2 ClientSched
Vitalii Koshura edited this page 2023-04-02 07:03:54 +02:00

Client scheduling policies

The client embodies two related scheduling policies:

Task scheduling policy

Of the tasks that are runnable, which ones to execute?

Work-fetch policy

When to ask a project for more work, which project to ask, and how much work of each processor type to ask for?

Note: a processor type is either CPU or a GPU vendor. There may be multiple instances of each processor type.

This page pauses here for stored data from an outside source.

PR #18592, opened 2025-10-01
Parallelize segment metadata queries at a data node-level

jtuglu1:
### Description

Currently, we use some legacy query runner to run segment metadata queries serially (segment-by-segment) on a data node. I'm not sure what the history is behind this decision; I assume it's due to resource contention concerns? Although there could be some merit to reducing query load on the data node, this could have other undesirable effects on the cluster by slowing down these queries used elsewhere (e.g. on brokers). Instead, I propose this noisy-neighbor concern can be prevented with the already-existing query prioritization (as well as the incoming per-segment timeout [feature](https://github.com/apache/druid/pull/18148)) to allow users to tune their queries' respective resource allocations rather than elide this parallelism from them.

This also has the added benefit of removing yet another one-off case (only one is now GroupByMergingQueryRunner) that doesn't use ChainedExecutionQueryRunner, helping to unify codepaths in the native engine. I feel like we should be "fixing" query resource contention issues with the help of default/user-supplied context parameters, not masking resource contention issues at the execution layer and/or putting this serial/parallel execution behavior behind a flag.

#### Release note

Parallelize segment metadata queries at a data node-level

<hr>

This PR has:

- [x] been self-reviewed.


maytasm (approved):

abhishekrb19 (approved):
Looks good to me, thanks!

After this change, it looks like the only remaining usage of `ConcatQueryRunner` is a test class `ServerManagerTest`, which can also be updated to use the `ChainedExecutionQueryRunner` and then we can remove the legacy runner altogether. I'm okay with doing that cleanup in a follow up too.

The goals of these policies are (in descending priority):

  1. Tasks should be completed and reported by their deadline (results reported after their deadline may not have any value to the project and may not be granted credit).
  2. All processors should be kept busy.
  3. At any given point, the computer should have enough work so that its processors will be busy for at least min_buf days and not much more than max_buf days.
  4. Project resource shares should be honored over the long term.
  5. If a computer is attached to multiple projects, execution should rotate among projects on a frequent basis to improve the volunteer experience.

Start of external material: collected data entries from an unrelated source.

PR #18594, opened 2025-10-03
Interval optimization for subclasses of DataSegment

GWphua:
Follow-up to #18477 

### Description

Subclasses of `DataSegment` will still use the old deserialization method. Make JSON constructors private, and use the `Intervals.fromString()` method introduced in #18477.

<hr>

 * `DataSegmentWithLocation`
 * `LoadableDataSegment`

<hr>

This PR has:

- [x] been self-reviewed.

### DIFF
--- a/processing/src/main/java/org/apache/druid/java/util/common/Intervals.java
+++ b/processing/src/main/java/org/apache/druid/java/util/common/Intervals.java
@@ -78,39 +78,39 @@ public final class Intervals
    *
    * Currently, this method is only used in {@link org.apache.druid.timeline.SegmentId}.
    */
-  public static Interval fromString(String string)
+  public static Interval fromString(String serializedInterval)
   {
-    if (canDeserializeIntervalOptimallyFromString(string)) {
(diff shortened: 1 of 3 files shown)


processing/src/main/java/org/apache/druid/java/util/common/Intervals.java
```diff
@@ -80,12 +80,15 @@ public static Interval of(String format, Object... formatArgs)
    */
   public static Interval fromString(String string)
```
kfaraz: Nit:
```suggestion
  public static Interval fromString(String serializedInterval)
```

GWphua: @kfaraz  Changed, and propagated the change for related methods.

GWphua:
Failure unrelated to changes. Previous commit already cleared CI checks.

kfaraz:
@GWphua , could you please try pulling in the latest master? That would trigger another CI run.
Even though the failure is unrelated to your PR, I want to identify the source of flakiness.
Some of the flakiness had been recently addressed.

Task scheduling simulation

The baseline task scheduling policy is weighted round-robin (WRR): one-hour time slices are given to projects in turn, with the number of time slices in proportion to the project's resource share.

Both task scheduling and work-fetch policies involve first simulating the execution of existing tasks in FIFO order under the WRR policy. This simulation produces several outputs:

  • For each processor type, the shortfall: that is, the number additional instance-seconds needed to keep all instances busy until max_buffer. In the example below, the shortfall (the gray areas) is 13.

Image

  • For each processor type, the number of currently idle instances.

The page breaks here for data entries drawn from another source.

PR #18595, opened 2025-10-03
Fix Markdown table formatting in Delta input source docs

yurmix:
This PR fixes a documentation formatting issue.

A column separator was missing in the Markdown table, which caused it to render incorrectly. As a result, the content did not display as a table on the documentation site.


kfaraz (approved):
thanks for fixing this, @yurmix !

PR #2223, opened 2020-02-12
updated plugins for Reproducible Builds (excl osgi)

hboutemy:
aws-java-sdk-osgi is the only remaining non-reproducible module, waiting
for Felix maven-bundle-plugin improvement

see https://maven.apache.org/guides/mini/guide-reproducible-builds.html for more information on how to configure a Maven build to get Reproducible Build

By submitting this pull request, I confirm that you can use, modify, copy, and redistribute this contribution, under the terms of your choice.

PR #2244, opened 2020-03-01
Add Build-Time to jar MANIFEST

khansuhel:
*Issue #, if available:* NA

*Description of changes:* My organization uses a tool that keeps the dependencies updated. It does so by reading the version of the dependencies mentioned in pom.xml and checking if there is an update available. However, its not very wise to update the libraries as soon as they are released and our tool provides a way to configure the number of days it should wait after a library is released. And for this it looks for `Build-Time` in jar's MANIFEST.MF file. This PR aims to achieve the same.

Useful link: https://maven.apache.org/plugin-developers/cookbook/add-build-time-to-manifest.html

### DIFF
--- a/aws-java-sdk-core/pom.xml
+++ b/aws-java-sdk-core/pom.xml
@@ -102,11 +102,53 @@
       <scope>test</scope>
     </dependency>
   </dependencies>
+
   <build>
+    <resources>
+      <resource>
+        <directory>src/main/resources</directory>
+        <filtering>true</filtering>
+      </resource>
+    </resources>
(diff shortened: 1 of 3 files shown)


hboutemy:
please don't do that: this will go against Reproducible Builds principles
see #2223

millems:
It seems like this is a potentially-controversial request, because of its impact on build reproducibility. I feel like the right solution is to set the build-time value to a static value for non-SNAPSHOT versions. That might be something we could do in V2, but we're not willing to invest the time into for V1.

  • For each processor type, the saturated time: the amount of time that all instances are busy.

  • For each task T, a flag T.deadline_miss indicating whether the task missed its deadline in the simulation.

After doing the WRR simulation, a second simulation is done in which tasks that missed their deadline are executed in EDF order. For each resource type, this yields a busy time, which is the period during which all instances are busy in this simulation. This is passed to the scheduler; its significance is that no new jobs can possibly be started before this time.

Project scheduling priority

Both scheduling policies involve a notion of project scheduling priority, a dynamic quantity that reflects how much processing has been done recently by the project's tasks relative to its resource share.

The scheduling priority of a project P is computed as

SP(P) = - REC(P)/resource_share(P)

where REC(P) is the amount of processing done recently by P on this host. REC and resource_share are normalized to sum to 1 over all projects.

Job scheduling

The job scheduling policy is roughly as follows:

  • For each GPU type, schedule deadline-miss tasks in order of increasing deadline, until all instances are used.
  • Same for CPU.
  • For each GPU type, while there are still available instances, schedule non-deadline-miss tasks in order of project scheduling priority.
  • Same for CPU.

As each job is scheduled, we increment a copy of REC(P) as if the job had run for one scheduling period. This encourages the scheduler to pick jobs from the same project.

Work fetch

The work fetch policy:

  • Work fetch for a given processor type is initiated whenever the saturated period is less than min_buffer.
  • Adjust SP(P) based on the amount of work currently queued
  • Ask the fetchable project with greatest SP(P) for work. We request enough jobs to fill the number of idle instances, and to use at least "shortfall" instance-seconds.
  • Whenever a scheduler RPC to project P is done (e.g. to report results) and SP(P) is greatest among fetchable projects for a given processor type, request "shortfall" seconds of that type.

Per-processor-type backoff

The client keeps track of whether projects have work for particular processor types, so that it doesn't keep asking them for types of work they don't have.

To do this, it maintains a separate backoff timer per (project, resource type). The backoff interval is doubled up to a limit (1 day) whenever we ask for work of that type and don't get any work; it's cleared whenever we get a job of that type. Note: if we decide to ask a project for work for resource A, we may ask it for resource B as well, even if it's backed off for B.

This mechanism is independent of the overall backoff timer for each project, which is triggered by requests from the project, RPC failures, job errors and so on.